For the records that follow, work out how many lines include "TestAnalyzeVZCR" and give only that count.

=== TASK MATERIAL ===

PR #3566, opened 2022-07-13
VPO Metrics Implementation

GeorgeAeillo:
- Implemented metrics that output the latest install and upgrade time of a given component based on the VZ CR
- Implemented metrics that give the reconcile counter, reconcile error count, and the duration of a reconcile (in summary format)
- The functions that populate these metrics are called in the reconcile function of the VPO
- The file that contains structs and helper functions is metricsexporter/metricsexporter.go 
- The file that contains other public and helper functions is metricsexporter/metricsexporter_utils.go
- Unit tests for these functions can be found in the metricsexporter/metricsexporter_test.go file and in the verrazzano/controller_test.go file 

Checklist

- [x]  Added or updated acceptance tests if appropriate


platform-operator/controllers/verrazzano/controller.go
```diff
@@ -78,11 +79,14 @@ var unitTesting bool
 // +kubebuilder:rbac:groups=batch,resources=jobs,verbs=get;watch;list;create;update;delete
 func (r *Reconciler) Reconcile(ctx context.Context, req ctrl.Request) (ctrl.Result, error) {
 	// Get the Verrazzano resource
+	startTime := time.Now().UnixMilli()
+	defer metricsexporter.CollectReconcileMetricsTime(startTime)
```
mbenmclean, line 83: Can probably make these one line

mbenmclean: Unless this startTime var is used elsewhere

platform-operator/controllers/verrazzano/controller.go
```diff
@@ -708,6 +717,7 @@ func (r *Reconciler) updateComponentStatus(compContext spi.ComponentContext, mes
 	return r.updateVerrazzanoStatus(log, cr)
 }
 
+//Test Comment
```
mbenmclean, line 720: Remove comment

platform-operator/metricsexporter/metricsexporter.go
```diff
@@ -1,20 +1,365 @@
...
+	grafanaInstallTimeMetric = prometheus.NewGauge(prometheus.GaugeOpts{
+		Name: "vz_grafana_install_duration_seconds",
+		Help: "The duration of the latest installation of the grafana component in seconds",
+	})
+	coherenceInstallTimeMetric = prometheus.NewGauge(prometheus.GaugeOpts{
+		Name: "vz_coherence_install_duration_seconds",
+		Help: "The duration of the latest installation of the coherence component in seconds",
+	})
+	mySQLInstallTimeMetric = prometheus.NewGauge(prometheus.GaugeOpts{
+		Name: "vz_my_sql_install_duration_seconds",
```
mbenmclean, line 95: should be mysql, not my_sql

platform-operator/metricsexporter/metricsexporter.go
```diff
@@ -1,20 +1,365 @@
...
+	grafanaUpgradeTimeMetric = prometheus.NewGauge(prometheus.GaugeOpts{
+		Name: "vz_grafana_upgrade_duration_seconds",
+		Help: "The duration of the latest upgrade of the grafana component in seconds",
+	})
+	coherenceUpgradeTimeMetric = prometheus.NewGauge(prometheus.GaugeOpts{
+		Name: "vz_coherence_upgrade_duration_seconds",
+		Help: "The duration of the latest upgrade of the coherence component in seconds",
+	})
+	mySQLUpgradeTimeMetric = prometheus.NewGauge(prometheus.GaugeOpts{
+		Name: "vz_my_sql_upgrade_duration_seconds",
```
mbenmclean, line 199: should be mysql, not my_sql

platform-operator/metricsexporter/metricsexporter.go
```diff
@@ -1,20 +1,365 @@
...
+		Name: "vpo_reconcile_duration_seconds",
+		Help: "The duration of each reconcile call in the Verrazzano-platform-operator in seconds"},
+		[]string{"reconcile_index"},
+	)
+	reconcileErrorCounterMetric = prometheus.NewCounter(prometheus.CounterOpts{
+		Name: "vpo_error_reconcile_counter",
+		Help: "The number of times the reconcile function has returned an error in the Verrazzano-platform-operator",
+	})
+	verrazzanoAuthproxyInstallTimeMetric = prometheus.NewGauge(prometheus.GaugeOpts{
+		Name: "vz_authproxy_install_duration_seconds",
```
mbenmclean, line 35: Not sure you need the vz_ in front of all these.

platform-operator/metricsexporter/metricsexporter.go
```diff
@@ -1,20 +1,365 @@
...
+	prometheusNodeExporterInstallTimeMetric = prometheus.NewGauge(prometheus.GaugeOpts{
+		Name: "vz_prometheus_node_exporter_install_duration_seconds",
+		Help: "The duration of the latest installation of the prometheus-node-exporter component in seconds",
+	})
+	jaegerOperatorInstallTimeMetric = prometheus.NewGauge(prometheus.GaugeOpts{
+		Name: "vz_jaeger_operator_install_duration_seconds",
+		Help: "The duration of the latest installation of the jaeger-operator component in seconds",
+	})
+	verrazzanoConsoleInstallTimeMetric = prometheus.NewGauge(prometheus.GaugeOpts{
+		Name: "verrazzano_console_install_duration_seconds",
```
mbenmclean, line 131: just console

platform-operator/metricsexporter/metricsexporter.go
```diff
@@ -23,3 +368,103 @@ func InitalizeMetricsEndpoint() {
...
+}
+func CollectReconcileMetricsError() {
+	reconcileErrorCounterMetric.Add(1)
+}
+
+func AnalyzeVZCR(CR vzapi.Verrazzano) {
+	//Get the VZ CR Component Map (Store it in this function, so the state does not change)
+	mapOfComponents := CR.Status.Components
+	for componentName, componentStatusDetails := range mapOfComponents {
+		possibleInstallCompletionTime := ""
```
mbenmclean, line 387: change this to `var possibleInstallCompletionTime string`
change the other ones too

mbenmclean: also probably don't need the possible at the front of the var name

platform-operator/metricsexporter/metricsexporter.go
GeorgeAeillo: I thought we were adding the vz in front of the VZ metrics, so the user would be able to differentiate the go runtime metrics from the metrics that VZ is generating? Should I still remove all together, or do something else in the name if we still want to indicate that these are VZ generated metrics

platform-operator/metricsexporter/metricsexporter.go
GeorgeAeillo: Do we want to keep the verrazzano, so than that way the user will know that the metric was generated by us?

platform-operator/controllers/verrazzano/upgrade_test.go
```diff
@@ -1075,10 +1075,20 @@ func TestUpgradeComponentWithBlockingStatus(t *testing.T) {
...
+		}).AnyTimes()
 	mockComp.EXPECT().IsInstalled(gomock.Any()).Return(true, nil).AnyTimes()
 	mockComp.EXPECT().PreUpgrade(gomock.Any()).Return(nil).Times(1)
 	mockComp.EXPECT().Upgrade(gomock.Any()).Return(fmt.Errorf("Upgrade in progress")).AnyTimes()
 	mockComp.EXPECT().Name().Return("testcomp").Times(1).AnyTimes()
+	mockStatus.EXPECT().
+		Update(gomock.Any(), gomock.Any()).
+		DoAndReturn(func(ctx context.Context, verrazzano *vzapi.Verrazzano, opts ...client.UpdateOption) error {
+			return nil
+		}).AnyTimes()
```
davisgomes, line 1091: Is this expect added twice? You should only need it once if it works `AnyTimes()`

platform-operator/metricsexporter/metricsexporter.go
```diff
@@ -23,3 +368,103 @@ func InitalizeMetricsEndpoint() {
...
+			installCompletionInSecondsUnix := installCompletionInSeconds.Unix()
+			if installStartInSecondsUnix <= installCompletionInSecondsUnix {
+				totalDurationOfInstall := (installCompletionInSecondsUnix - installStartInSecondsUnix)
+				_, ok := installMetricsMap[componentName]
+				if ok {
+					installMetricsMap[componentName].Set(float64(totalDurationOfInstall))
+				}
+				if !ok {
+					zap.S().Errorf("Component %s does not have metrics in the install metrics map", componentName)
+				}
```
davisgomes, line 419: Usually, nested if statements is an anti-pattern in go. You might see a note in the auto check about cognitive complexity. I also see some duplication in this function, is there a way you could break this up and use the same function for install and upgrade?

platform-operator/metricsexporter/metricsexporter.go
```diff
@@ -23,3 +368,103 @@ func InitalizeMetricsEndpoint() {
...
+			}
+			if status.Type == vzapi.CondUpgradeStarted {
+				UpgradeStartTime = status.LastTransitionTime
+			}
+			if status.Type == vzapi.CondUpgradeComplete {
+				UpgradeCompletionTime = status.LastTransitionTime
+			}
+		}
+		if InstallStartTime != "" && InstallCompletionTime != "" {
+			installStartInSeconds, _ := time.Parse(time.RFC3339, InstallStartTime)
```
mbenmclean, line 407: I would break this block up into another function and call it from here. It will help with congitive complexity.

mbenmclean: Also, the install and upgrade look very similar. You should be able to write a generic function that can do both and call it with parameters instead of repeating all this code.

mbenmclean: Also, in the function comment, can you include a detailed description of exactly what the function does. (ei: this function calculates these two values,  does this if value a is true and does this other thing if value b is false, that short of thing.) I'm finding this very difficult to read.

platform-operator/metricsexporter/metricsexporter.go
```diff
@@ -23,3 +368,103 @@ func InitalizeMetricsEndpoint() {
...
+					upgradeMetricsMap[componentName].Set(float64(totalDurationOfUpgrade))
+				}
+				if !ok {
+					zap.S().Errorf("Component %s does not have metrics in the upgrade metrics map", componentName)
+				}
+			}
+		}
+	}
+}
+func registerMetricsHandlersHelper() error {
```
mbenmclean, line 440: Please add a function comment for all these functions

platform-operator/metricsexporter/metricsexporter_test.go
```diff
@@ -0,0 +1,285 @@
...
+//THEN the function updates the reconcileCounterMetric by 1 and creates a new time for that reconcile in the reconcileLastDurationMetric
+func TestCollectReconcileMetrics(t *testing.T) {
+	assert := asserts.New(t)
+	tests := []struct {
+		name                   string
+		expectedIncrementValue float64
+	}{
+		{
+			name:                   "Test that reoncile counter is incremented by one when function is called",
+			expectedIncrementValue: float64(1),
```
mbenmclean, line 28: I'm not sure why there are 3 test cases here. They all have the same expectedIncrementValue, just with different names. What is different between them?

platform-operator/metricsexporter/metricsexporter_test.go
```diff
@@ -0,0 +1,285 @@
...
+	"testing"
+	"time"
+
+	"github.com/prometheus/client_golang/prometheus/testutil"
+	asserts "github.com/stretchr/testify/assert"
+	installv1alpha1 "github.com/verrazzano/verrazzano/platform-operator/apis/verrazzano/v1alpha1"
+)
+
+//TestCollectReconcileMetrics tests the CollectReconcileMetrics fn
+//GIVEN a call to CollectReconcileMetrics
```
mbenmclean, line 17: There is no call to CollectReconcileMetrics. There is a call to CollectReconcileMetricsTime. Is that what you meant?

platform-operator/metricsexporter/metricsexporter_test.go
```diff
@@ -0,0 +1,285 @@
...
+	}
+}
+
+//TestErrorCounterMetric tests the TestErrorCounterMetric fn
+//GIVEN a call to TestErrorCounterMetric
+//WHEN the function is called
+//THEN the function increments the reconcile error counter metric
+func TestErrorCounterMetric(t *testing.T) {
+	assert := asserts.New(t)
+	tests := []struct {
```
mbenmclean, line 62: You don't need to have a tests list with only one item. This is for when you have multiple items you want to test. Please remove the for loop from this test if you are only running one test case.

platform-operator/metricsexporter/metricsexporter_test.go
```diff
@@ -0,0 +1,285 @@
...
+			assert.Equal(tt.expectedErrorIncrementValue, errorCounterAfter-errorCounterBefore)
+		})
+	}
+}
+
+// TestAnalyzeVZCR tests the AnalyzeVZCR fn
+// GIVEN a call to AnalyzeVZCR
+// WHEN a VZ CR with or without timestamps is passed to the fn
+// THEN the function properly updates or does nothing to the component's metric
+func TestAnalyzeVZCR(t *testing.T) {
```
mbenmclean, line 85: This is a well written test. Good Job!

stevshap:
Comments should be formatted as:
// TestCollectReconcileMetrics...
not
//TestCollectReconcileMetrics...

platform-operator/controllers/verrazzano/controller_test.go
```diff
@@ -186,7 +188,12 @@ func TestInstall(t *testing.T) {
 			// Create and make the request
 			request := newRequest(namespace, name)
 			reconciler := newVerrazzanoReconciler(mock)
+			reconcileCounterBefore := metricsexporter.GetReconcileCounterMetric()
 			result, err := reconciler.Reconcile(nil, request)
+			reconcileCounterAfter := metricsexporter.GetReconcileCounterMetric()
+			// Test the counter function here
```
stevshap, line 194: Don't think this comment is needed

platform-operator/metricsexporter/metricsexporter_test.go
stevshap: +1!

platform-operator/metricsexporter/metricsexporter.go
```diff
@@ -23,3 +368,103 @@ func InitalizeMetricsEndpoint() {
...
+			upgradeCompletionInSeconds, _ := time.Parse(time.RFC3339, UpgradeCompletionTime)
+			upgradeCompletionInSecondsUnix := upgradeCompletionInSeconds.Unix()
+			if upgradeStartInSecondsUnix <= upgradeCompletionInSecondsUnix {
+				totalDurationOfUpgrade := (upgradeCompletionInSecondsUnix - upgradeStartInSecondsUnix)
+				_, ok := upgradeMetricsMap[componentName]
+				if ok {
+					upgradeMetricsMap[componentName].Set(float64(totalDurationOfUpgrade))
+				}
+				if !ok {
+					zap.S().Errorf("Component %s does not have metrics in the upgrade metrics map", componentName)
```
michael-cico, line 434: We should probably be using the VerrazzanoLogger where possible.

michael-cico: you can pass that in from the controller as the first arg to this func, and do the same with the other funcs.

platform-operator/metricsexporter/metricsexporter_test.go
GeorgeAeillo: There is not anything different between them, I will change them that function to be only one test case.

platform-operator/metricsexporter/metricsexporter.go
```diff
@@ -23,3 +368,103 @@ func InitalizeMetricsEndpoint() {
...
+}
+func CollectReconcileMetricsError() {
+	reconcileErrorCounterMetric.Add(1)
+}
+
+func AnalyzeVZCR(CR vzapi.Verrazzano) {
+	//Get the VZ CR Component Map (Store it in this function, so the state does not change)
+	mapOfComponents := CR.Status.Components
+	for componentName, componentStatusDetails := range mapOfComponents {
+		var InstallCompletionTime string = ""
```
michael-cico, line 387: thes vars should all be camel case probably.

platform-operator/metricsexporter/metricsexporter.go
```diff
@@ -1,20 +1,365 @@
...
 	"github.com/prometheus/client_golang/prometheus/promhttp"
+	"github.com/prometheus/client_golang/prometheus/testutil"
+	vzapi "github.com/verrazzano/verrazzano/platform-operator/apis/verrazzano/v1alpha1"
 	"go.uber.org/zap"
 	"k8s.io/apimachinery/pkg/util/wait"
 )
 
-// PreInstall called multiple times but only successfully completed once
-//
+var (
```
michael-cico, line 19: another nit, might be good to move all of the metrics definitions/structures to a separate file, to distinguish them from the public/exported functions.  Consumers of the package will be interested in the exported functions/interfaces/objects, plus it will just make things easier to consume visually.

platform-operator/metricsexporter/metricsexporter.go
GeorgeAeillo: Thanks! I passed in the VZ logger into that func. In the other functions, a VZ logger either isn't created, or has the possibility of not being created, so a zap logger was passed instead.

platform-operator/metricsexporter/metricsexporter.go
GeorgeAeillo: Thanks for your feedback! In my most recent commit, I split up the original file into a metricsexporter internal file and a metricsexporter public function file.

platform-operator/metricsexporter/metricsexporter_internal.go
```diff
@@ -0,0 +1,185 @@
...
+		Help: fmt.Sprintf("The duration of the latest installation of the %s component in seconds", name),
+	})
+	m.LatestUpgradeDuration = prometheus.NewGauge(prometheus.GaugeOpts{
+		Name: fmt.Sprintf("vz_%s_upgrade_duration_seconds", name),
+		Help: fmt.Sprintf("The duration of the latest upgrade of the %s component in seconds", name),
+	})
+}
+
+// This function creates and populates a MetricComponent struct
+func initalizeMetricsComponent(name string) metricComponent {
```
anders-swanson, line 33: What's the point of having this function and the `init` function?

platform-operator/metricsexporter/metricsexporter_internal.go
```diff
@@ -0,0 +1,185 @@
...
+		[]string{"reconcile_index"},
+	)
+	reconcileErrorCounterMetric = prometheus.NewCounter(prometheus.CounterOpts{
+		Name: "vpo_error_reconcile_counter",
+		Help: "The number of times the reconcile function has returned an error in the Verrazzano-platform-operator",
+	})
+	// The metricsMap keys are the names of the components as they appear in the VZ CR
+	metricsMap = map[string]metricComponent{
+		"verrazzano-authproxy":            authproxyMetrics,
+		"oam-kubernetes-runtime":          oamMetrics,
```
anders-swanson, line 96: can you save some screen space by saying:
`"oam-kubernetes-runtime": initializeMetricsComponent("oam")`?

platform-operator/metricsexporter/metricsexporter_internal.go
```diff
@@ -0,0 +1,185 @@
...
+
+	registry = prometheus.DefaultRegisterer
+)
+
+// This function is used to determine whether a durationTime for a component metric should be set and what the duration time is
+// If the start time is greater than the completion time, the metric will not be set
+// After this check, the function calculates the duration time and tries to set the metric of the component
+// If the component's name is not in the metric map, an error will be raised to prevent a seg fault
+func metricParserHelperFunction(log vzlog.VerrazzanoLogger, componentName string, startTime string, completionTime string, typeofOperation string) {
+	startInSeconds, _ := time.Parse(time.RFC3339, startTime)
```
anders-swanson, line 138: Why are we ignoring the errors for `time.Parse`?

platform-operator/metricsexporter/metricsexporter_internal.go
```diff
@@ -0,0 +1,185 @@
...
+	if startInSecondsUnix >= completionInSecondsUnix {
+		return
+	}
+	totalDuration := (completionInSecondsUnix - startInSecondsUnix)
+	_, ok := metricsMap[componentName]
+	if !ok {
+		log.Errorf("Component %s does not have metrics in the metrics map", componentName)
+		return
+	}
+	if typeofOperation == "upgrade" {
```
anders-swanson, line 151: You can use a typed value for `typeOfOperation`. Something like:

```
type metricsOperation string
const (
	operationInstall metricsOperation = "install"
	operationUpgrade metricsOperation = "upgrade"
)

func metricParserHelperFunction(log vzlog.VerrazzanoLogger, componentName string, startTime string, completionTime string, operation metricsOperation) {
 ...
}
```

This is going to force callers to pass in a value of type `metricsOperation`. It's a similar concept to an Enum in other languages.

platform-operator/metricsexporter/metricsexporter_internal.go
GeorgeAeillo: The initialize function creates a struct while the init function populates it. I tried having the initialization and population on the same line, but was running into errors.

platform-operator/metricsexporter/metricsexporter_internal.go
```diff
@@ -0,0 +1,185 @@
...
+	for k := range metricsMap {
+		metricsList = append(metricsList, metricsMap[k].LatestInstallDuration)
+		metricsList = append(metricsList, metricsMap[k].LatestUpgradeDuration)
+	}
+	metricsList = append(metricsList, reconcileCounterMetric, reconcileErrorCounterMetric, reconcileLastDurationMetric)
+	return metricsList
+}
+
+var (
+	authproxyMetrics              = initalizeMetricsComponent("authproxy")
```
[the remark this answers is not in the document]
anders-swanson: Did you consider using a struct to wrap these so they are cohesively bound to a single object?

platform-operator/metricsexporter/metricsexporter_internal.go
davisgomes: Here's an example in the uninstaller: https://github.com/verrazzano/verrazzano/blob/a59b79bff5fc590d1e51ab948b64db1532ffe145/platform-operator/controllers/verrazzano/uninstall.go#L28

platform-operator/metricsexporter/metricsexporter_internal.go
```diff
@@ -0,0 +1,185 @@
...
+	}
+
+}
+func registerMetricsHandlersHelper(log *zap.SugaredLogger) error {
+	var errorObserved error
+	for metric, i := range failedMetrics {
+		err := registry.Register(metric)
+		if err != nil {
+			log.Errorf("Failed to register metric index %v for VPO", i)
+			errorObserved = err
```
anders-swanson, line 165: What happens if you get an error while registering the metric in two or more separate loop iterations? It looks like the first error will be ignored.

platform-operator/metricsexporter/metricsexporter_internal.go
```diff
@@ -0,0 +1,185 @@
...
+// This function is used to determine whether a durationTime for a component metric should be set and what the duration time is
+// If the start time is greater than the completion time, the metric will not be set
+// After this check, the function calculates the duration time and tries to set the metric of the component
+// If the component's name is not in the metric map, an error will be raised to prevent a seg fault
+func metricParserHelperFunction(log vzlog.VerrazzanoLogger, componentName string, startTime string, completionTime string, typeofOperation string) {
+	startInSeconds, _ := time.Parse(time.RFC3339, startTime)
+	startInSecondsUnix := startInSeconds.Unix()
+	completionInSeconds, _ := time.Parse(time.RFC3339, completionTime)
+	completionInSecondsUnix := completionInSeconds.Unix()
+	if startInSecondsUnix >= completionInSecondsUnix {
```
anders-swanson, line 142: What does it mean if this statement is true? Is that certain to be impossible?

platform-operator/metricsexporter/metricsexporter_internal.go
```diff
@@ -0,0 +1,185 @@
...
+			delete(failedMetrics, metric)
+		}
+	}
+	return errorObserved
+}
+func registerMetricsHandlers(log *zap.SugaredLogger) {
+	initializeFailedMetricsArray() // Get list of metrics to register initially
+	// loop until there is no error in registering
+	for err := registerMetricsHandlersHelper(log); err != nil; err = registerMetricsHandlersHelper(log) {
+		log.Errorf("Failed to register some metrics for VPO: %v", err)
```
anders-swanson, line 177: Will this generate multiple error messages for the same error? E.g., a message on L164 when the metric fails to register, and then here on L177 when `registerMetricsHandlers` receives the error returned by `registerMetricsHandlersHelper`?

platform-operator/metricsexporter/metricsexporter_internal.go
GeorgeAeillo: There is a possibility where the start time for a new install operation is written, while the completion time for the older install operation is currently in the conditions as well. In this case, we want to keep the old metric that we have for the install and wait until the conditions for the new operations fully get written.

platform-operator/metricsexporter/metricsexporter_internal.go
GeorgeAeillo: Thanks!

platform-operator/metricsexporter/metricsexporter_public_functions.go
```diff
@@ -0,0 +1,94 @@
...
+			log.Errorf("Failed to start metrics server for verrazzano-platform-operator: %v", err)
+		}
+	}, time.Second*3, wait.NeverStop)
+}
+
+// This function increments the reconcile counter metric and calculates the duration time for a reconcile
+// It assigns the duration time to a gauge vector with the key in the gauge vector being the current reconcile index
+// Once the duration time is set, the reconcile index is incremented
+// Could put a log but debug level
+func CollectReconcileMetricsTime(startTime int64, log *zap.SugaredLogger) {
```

===
=== TASK MATERIAL ===

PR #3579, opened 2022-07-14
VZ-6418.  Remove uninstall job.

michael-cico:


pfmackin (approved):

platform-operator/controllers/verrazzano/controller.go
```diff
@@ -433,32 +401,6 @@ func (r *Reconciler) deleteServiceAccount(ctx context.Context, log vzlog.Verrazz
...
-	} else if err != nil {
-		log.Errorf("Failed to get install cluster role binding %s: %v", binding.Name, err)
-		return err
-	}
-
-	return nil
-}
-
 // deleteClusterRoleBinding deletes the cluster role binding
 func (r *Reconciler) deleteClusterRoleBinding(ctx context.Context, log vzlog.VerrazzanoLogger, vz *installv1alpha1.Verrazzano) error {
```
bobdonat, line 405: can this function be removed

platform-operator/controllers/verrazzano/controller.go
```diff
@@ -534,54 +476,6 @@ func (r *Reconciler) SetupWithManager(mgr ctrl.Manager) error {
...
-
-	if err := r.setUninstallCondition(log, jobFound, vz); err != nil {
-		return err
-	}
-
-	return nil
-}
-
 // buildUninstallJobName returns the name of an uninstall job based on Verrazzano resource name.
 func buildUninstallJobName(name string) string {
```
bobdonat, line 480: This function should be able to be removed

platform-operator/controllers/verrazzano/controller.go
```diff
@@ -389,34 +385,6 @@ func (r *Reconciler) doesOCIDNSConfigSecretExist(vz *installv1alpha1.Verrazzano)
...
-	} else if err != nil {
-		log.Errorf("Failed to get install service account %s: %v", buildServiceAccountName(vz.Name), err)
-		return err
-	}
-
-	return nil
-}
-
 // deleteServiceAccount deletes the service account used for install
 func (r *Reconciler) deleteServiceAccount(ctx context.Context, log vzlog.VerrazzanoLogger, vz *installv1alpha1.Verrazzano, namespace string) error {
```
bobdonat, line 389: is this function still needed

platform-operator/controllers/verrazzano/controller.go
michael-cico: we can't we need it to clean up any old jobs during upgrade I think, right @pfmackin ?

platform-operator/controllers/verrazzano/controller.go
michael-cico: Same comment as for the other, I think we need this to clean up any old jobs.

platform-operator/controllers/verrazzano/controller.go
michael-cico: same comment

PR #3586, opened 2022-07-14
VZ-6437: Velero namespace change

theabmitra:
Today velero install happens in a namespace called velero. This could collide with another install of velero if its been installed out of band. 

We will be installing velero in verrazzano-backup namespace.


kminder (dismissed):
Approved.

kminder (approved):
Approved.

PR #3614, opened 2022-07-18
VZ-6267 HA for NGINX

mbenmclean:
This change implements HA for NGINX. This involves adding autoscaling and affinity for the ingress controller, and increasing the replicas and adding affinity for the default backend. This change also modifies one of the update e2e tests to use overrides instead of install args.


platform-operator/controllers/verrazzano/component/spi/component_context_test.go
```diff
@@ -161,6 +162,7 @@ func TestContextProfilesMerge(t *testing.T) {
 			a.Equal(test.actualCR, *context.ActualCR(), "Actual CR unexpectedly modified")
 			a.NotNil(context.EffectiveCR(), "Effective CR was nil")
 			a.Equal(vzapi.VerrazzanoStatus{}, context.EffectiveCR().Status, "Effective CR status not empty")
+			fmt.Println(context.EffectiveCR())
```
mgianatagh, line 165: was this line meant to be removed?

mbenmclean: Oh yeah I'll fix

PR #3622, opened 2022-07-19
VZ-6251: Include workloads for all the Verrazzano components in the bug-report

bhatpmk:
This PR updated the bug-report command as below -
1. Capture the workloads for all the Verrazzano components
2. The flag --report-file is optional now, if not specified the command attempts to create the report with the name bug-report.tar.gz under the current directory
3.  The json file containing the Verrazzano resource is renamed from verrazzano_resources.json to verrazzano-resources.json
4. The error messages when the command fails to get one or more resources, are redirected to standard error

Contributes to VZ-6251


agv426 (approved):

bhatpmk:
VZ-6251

===

▸ **EXPECTED ANSWER**
2